▶ [EXERCISE DESCRIPTION] Whenever the word "dtsi" shows up in a line of the data, copy that line.

▶ [GIVEN RECORDS]
[Start of section]
PR #97731, opened 2025-10-16
stm32: tests: drivers : fix mpu faults by enabling SRAM clocks and configuring MPU regions on stm32h7rsx

djiatsaf-st:
This pull request addresses multiple MPU-related faults observed during runtime tests on the `STM32H7RSX` 
series by introducing the following changes:

- Enable MPU regions for SRAM1 and SRAM2 access 
- Enables AHB2 peripheral clocks for SRAM1 and SRAM2

PR #96134, opened 2025-09-17
enable ethernet support on the stm32mp135f-dk

arnopo:
This Pull reuest enable the support of the ethernet 1 instance

Hardware details:
- the PHY is a LAN8742A with an Hardware reset based on a GPIO.
- the clock reference is an externl crystal running at 25 Mhz
- 16K of non cacheable memory in the  SYSRAM is used to store ethernet DMA Buffers and descriptors 
 
 Samples tested:
 - samples/net/ipv4_autoconf
 - samples/net/dhcpv4_client
 
 Known current limitation:
 - Ethernet2 instance not implemented 
 - sample/net/zperf not build
 
 Depends on:

- https://github.com/zephyrproject-rtos/hal_stm32/pull/320
- https://github.com/zephyrproject-rtos/zephyr/pull/96575

PR #99296, opened 2025-11-13
boards: st: stm32h7s78_dk: add Ethernet support

### LINKED ISSUE #99164: STM32H7S78-DK Ethernet support
### Is your feature request related to a problem? Please describe.

I wanted to implement Ethernet support for the STM32H7S78-DK board, which under Zephyr at the moment doesn't officially support Ethernet.

I based my work on the STM32H7S3L8 board (with adapted pins) and successfully tested Ethernet using the [dumb_http_server](https://github.com/zephyrproject-rtos/zephyr/issues/2927) sample.

Before opening a PR, I’d like feedback on one implementation detail.

The setup for Ethernet DMA in `mpu_regions.c` depends on `sram2`:
https://github.com/zephyrproject-rtos/zephyr/blob/91b1b84eee8159ce9706e8e0a3826cea04a09170/soc/st/stm32/stm32h7rsx/mpu_regions.c#L33-L42
But `sram2` is currently disabled, so the MPU regions are not created unless the user manually enables it:
https://github.com/zephyrproject-rtos/zephyr/blob/91b1b84eee8159ce9706e8e0a3826cea04a09170/dts/arm/st/h7rs/stm32h7rs.dtsi#L67-L77

There are two different ways of solving this, at least known to me at this moment:

1. Enabling `sram2` in [stm32h7s78_dk-common.dtsi](https://github.com/zephyrproject-rtos/zephyr/blob/main/boards/st/stm32h7s78_dk/stm32h7s78_dk-common.dtsi) and reducing the `sram0` by 16KB:
```
&sram0 {
	reg = <0x24000000 DT_SIZE_K(440)>;
};

...

&sram2 {
	status = "okay";
	zephyr,memory-attr = <DT_MEM_ARM(ATTR_MPU_RAM)>;
};
```

2. Replacing `sram2` with `sram1` here (or creating a fallback, if `sram2` is not available):
https://github.com/zephyrproject-rtos/zephyr/blob/91b1b84eee8159ce9706e8e0a3826cea04a09170/soc/st/stm32/stm32h7rsx/mpu_regions.c#L33-L42

I think this ties, at least partially, to this issue: #98866, since I needed to enable `CONFIG_SPEED_OPTIMIZATIONS=y` in order to avoid MPU FAULT.

If this is a good way to implement Ethernet support for this board, I will gladly open a PR with these and other needed changes to enable Ethernet.

Thanks in advance.

### Describe alternatives you've considered

_No response_

bklaric1:
## Changes

- Added `mac` and `mdio` configuration to `stm32h7s78_dk-common.dtsi` and enabled them. The RMII Ethernet pin configuration follows this schematic from ST: [MB1736](https://www.st.com/resource/en/schematic_pack/mb1736-h7s7l8-d01-schematic.pdf).
- ~Added fallback option for definition of `sram_eth_node` in `mpu_regions.c` and `sections.ld`. This definition earlier defaulted to `sram2`, but now has `sram1` as fallback option.~ ~Defined the SRAM region for Ethernet descriptor and buffer
using `memory-regions = <...>` in the `mac` node (as discussed) and added the updated definition of `sram_eth_node` to `mpu_regions.c` and `sections.ld`. Also added the needed property in `dts/bindings/ethernet/st,stm32h7-ethernet.yaml`.~
  - ~Added `memory-regions = <...>` to `boards/st/nucleo_h7s3l8/nucleo_h7s3l8.dts`, since they use the same `mpu_regions.c` and `sections.ld`.~
- Updated `stm32h7s78_dk.yaml` ~and `stm32h7s78_dk_stm32h7s7xx_ext_flash_app.yaml`~ to include the Ethernet tag.
- Updated `index.rst` to include the Ethernet feature and documented the steps needed in order to use Ethernet for this board.
- Added `tests/drivers/memc/ram/boards/stm32h7s78_dk_stm32h7s7xx_ext_flash_app.overlay` and updated `tests/drivers/memc/ram/boards/stm32h7s78_dk.overlay` since Ethernet drivers fully consume `sram1` node and thus fail the test without the additions.
- ~Added `#memory-region-cells = <0>;` to all possible memory regions (`sram1` and `sram2` nodes) in `dts/arm/st/h7rs/stm32h7rs.dtsi`~

## Tests

I tested these changes with the following examples:

- [dumb_http_server](https://github.com/zephyrproject-rtos/zephyr/tree/main/samples/net/sockets/dumb_http_server)
- [http_server](https://github.com/zephyrproject-rtos/zephyr/tree/main/samples/net/sockets/http_server)

I could ping the board after flashing both samples and also open the website in the browser. Everything worked as expected.

## Notes

I opened #99164 in order to discuss how to implement the fallback for `sram2` and whether this approach is correct. Taking a look at the discussion should answer some questions about the implementation.

Closes #99164

### DIFF
--- a/boards/st/stm32h7s78_dk/stm32h7s78_dk-common.dtsi
+++ b/boards/st/stm32h7s78_dk/stm32h7s78_dk-common.dtsi
@@ -11,6 +11,11 @@
 #include "zephyr/dt-bindings/display/panel.h"
 #include <zephyr/dt-bindings/input/input-event-codes.h>
 
+/*
+ * WARNING:
+ * JP6 must be in PC1 position when using Ethernet.
+ */
+
 / {
 	chosen {
 		zephyr,console = &uart4;
@@ -226,6 +231,31 @@
 	 * reference: DS14359 Rev 4 page 134
 	 */
 	status = "disabled";
+};
+
+&mac {
+	pinctrl-0 = <&eth_rmii_ref_clk_pd7
+		     &eth_rmii_crs_dv_pa7
+		     &eth_rmii_rxd0_pc4
+		     &eth_rmii_rxd1_pc5
+		     &eth_rmii_tx_en_pg11
+		     &eth_rmii_txd0_pb0
+		     &eth_rmii_txd1_pb1>;
+	pinctrl-names = "default";
+	phy-connection-type = "rmii";
+	phy-handle = <&eth_phy>;
+	status = "okay";
+};
+
+&mdio {
+	pinctrl-0 = <&eth_mdio_pa2 &eth_mdc_pc1>;
+	pinctrl-names = "default";
+	status = "okay";
+
+	eth_phy: ethernet-phy@0 {
+		compatible = "ethernet-phy";
+		reg = <0x00>;
+	};
 };
 
 &xspi1 {
--- a/boards/st/stm32h7s78_dk/doc/index.rst
+++ b/boards/st/stm32h7s78_dk/doc/index.rst
@@ -181,6 +181,7 @@ Default Zephyr Peripheral Mapping:
 - XSPI1 NCS/DQS0/DQS1/CLK/IO: PO0/PO2/PO3/PO4/PP0..15
 - I2C1 SCL/SDA: PB6/PB9
 - FDCAN1 RX/TX : PB8/PB9
+- ETH: PA2/PA7/PB0/PB1/PC1/PC4/PC5/PD7/PG11
 
 System Clock
 ------------
@@ -207,6 +208,12 @@ FDCAN
 STM32H7S78-DK Discovery board has 2 FDCAN bus interfaces.
 FDCAN1 is configured but not enabled by default. To enable it, make sure
 that ``i2c1`` is disabled, since they share the PB9 pin.
+
+Ethernet
+--------
+
+In order to use Ethernet on STM32H7S78-DK, you need to set the ``JP6`` jumper
+to PC1 position on the back side of the board.
 
 Programming and Debugging
 *************************
--- a/boards/st/stm32h7s78_dk/stm32h7s78_dk_stm32h7s7xx_ext_flash_app.yaml
+++ b/boards/st/stm32h7s78_dk/stm32h7s78_dk_stm32h7s7xx_ext_flash_app.yaml
@@ -17,4 +17,5 @@ supported:
   - octospi
   - usbd
   - memc
+  - netif:eth
 vendor: st
--- a/tests/drivers/memc/ram/boards/stm32h7s78_dk_stm32h7s7xx_ext_flash_app.overlay
+++ b/tests/drivers/memc/ram/boards/stm32h7s78_dk_stm32h7s7xx_ext_flash_app.overlay
@@ -1,5 +1,5 @@
 /*
- * Copyright (c) 2025 STMicroelectronics
+ * Copyright (c) 2025 Benjamin Klaric <benjamin.klaric01@gmail.com>
  *
  * SPDX-License-Identifier: Apache-2.0
  */


bklaric1:
The #99505 should be resolved first before proceeding with the merge (if it even gets to that point), since the changes to `mpu_regions.c` might become obsolete.

soc/st/stm32/stm32h7rsx/mpu_regions.c
```diff
@@ -31,7 +31,13 @@ static const struct arm_mpu_region mpu_regions[] = {
 	MPU_REGION_ENTRY("ID", 0x08FFF800, REGION_FLASH_ATTR(REGION_2K)),
 
 #if DT_NODE_HAS_STATUS_OKAY(DT_NODELABEL(mac))
-#define sram_eth_node DT_NODELABEL(sram2)
+
+#if DT_NODE_HAS_STATUS_OKAY(DT_NODELABEL(sram2))
+#define sram_eth_node	DT_NODELABEL(sram2)
+#else
+#define sram_eth_node	DT_NODELABEL(sram1)
+#endif
```
etienne-lms: I wonder is an explicit `memory-region = <...>` in the `mac` node would be better to tell which SRAM region is expected to hold ethernet buffers.

bklaric1: This indeed seems like a better way to do it, since the user can edit this in `stm32h7s78_dk-common.dtsi` directly and not in `\soc\st\stm32\stm32h7rsx\mpu_regions.c` and `sections.ld`, which reduces complexity of changing this.

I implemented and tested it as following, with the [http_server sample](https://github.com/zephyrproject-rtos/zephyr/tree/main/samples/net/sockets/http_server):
[End of section]
▶ [RESULT OF THE EXERCISE]
https://github.com/zephyrproject-rtos/zephyr/blob/91b1b84eee8159ce9706e8e0a3826cea04a09170/dts/arm/st/h7rs/stm32h7rs.dtsi#L67-L77
1. Enabling `sram2` in [stm32h7s78_dk-common.dtsi](https://github.com/zephyrproject-rtos/zephyr/blob/main/boards/st/stm32h7s78_dk/stm32h7s78_dk-common.dtsi) and reducing the `sram0` by 16KB:
- Added `mac` and `mdio` configuration to `stm32h7s78_dk-common.dtsi` and enabled them. The RMII Ethernet pin configuration follows this schematic from ST: [MB1736](https://www.st.com/resource/en/schematic_pack/mb1736-h7s7l8-d01-schematic.pdf).
- ~Added `#memory-region-cells = <0>;` to all possible memory regions (`sram1` and `sram2` nodes) in `dts/arm/st/h7rs/stm32h7rs.dtsi`~
--- a/boards/st/stm32h7s78_dk/stm32h7s78_dk-common.dtsi
+++ b/boards/st/stm32h7s78_dk/stm32h7s78_dk-common.dtsi
bklaric1: This indeed seems like a better way to do it, since the user can edit this in `stm32h7s78_dk-common.dtsi` directly and not in `\soc\st\stm32\stm32h7rsx\mpu_regions.c` and `sections.ld`, which reduces complexity of changing this.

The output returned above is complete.